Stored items
* * * * * * * * *

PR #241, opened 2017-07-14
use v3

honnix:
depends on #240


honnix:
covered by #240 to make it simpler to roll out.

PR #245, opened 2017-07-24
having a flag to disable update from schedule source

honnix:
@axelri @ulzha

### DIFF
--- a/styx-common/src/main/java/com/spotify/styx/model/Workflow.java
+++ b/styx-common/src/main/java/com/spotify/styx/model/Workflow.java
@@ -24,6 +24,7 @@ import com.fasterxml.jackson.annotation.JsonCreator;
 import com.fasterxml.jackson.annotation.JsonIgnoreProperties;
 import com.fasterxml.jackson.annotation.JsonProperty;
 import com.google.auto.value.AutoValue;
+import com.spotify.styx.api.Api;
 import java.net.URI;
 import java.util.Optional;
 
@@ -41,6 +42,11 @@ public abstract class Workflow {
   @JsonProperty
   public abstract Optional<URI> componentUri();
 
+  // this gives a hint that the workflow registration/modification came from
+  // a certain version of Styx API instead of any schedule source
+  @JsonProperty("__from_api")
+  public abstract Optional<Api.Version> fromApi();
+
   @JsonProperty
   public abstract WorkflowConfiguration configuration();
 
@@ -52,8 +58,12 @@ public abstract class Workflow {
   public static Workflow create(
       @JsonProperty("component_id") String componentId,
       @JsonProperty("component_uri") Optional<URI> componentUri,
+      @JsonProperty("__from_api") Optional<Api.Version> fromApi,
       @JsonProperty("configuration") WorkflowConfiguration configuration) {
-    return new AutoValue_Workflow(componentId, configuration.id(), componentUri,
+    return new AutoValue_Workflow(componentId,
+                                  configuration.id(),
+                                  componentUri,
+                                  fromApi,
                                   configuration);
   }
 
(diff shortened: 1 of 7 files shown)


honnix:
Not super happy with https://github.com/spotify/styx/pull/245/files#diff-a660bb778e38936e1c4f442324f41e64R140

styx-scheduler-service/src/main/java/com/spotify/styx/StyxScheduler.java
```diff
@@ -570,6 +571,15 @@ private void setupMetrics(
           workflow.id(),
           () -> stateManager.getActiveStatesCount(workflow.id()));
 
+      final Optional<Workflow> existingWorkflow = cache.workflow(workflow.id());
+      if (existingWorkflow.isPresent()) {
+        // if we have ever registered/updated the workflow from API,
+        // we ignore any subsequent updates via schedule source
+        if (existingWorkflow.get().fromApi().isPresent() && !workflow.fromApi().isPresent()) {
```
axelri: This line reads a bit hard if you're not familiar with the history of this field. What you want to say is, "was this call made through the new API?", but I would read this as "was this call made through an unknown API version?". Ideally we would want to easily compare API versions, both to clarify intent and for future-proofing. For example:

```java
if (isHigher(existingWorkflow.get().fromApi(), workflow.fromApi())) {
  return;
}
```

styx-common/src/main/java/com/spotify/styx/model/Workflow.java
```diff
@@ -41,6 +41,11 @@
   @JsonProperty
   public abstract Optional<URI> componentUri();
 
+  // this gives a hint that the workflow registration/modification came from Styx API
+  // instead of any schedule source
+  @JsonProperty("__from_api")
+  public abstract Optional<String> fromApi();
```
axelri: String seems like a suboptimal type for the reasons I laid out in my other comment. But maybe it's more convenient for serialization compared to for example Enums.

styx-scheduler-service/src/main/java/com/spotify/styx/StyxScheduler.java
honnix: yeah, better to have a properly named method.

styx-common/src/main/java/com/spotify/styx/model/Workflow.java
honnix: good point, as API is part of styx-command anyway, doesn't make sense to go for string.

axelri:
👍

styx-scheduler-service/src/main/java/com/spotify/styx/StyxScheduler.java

* * * * * * * * *

■ **Assignment**: Please copy every line of the records above in which "fasterxml" appears.

■ **Exercise result**:
@@ -24,6 +24,7 @@ import com.fasterxml.jackson.annotation.JsonCreator;
 import com.fasterxml.jackson.annotation.JsonIgnoreProperties;
 import com.fasterxml.jackson.annotation.JsonProperty;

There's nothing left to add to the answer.